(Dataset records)
*** Block opens ***
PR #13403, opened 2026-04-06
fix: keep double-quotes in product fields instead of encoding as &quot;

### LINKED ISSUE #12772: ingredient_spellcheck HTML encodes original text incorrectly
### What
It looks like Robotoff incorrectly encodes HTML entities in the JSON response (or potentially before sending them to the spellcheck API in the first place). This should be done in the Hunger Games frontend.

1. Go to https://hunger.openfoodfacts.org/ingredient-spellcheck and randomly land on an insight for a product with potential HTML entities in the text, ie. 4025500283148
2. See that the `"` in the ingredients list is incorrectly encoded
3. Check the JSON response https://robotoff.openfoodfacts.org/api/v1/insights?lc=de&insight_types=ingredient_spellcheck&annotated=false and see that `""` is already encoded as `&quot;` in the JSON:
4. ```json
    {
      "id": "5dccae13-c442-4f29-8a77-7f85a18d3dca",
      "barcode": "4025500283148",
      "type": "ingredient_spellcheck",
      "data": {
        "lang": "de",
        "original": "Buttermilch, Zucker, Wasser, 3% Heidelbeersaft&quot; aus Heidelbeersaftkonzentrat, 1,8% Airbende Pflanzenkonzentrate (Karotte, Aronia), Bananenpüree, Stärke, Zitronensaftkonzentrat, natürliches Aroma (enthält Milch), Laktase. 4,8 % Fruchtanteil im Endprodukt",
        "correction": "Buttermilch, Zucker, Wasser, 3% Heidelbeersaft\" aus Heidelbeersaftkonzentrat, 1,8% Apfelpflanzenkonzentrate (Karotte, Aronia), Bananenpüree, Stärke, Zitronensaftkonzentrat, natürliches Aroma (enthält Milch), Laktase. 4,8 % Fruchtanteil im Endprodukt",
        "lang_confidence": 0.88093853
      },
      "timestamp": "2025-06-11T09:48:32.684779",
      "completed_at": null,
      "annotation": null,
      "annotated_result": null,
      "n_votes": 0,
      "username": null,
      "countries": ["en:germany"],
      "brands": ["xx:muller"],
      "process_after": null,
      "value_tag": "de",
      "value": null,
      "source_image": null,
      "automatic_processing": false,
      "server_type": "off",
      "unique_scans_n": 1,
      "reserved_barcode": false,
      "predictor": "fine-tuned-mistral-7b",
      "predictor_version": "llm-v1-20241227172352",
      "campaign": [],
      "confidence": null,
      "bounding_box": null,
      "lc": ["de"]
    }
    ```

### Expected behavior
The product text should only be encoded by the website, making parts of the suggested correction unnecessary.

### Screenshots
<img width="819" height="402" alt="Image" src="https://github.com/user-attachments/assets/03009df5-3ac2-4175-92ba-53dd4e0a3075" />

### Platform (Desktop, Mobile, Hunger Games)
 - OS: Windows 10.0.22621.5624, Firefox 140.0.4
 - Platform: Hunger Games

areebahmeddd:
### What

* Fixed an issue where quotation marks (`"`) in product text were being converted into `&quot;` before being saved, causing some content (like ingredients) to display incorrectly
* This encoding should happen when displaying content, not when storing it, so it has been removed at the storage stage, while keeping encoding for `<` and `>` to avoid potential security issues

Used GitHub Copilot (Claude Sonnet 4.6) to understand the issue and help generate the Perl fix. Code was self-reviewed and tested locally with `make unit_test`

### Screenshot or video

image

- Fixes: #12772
*** Block closes ***
Work instruction: All lines that hold the word "enthält" should be copied from the data.

Answer space:
        "original": "Buttermilch, Zucker, Wasser, 3% Heidelbeersaft&quot; aus Heidelbeersaftkonzentrat, 1,8% Airbende Pflanzenkonzentrate (Karotte, Aronia), Bananenpüree, Stärke, Zitronensaftkonzentrat, natürliches Aroma (enthält Milch), Laktase. 4,8 % Fruchtanteil im Endprodukt",
        "correction": "Buttermilch, Zucker, Wasser, 3% Heidelbeersaft\" aus Heidelbeersaftkonzentrat, 1,8% Apfelpflanzenkonzentrate (Karotte, Aronia), Bananenpüree, Stärke, Zitronensaftkonzentrat, natürliches Aroma (enthält Milch), Laktase. 4,8 % Fruchtanteil im Endprodukt",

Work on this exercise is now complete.